--- What is required ---
For each line below that contains the word "index", return that line.

Data excerpts
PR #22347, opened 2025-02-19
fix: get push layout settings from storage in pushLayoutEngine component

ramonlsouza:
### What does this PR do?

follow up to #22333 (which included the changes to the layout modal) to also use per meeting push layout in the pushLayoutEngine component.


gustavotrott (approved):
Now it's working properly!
--
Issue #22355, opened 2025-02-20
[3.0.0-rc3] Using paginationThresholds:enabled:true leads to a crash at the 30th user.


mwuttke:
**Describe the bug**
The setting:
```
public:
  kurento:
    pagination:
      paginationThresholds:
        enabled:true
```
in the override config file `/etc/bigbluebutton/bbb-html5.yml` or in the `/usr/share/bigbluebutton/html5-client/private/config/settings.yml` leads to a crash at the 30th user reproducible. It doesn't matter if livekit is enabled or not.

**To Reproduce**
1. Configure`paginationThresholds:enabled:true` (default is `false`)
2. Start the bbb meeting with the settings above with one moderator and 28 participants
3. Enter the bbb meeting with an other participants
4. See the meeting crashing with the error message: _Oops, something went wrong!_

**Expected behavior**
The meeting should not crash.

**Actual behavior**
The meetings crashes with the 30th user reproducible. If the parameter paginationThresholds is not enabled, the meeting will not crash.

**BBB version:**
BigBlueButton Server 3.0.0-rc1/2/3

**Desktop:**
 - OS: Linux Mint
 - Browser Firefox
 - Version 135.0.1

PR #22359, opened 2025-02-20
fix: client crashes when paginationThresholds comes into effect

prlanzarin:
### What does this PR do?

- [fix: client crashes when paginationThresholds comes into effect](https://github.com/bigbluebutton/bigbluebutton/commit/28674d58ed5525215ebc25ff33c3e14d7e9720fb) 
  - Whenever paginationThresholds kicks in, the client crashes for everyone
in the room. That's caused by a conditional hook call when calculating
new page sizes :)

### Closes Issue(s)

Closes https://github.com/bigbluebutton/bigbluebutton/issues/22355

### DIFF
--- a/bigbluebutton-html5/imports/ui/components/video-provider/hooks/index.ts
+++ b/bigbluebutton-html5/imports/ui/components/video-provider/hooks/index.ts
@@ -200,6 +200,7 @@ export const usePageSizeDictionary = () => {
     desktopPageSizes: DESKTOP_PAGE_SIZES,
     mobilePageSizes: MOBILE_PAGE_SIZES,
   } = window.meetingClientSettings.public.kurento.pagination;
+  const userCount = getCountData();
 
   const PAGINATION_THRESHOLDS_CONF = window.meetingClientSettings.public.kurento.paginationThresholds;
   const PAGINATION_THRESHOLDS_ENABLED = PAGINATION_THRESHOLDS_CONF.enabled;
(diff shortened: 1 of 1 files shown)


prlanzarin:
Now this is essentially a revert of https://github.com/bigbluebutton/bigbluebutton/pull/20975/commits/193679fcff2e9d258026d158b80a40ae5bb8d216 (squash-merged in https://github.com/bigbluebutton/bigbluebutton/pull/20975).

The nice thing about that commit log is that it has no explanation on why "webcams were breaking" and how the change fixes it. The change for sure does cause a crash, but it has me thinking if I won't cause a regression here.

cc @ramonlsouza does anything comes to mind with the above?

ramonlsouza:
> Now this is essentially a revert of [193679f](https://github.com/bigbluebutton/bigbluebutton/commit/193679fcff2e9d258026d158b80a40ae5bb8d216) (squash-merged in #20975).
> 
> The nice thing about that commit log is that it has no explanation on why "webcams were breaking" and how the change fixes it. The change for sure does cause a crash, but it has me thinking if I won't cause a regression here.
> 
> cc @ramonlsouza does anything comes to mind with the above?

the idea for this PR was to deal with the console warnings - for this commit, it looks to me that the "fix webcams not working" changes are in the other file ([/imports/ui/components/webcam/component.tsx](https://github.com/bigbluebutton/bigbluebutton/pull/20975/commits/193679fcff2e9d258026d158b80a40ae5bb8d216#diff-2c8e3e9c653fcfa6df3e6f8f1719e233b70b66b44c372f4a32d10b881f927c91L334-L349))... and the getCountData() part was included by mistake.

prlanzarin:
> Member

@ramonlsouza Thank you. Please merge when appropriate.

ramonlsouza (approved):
* * *
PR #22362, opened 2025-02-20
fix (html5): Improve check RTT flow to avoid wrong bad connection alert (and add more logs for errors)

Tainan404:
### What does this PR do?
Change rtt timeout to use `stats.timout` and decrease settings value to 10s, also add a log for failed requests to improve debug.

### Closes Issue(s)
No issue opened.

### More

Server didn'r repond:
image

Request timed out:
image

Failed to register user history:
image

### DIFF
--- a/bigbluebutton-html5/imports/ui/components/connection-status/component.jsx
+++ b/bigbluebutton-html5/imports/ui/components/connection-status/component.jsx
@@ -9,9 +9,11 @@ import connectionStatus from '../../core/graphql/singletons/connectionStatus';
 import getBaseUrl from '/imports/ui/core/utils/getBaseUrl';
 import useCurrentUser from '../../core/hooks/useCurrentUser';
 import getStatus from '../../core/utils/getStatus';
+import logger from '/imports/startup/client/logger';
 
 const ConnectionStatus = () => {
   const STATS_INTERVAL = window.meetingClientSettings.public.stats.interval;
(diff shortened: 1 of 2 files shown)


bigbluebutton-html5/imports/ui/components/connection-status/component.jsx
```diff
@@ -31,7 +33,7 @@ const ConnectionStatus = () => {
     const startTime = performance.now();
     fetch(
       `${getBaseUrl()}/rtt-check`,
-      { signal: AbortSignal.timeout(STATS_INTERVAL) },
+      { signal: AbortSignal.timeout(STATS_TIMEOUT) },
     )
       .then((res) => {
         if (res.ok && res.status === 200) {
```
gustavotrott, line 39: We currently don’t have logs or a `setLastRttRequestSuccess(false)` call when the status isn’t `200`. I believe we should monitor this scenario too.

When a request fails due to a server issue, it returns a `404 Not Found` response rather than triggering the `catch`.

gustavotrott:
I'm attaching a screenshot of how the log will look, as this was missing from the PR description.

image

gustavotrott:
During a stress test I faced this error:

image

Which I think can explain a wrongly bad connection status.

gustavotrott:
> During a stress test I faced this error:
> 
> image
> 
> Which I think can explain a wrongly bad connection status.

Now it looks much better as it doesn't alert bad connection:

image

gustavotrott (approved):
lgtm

--- Solution to the problem ---
--- a/bigbluebutton-html5/imports/ui/components/video-provider/hooks/index.ts
+++ b/bigbluebutton-html5/imports/ui/components/video-provider/hooks/index.ts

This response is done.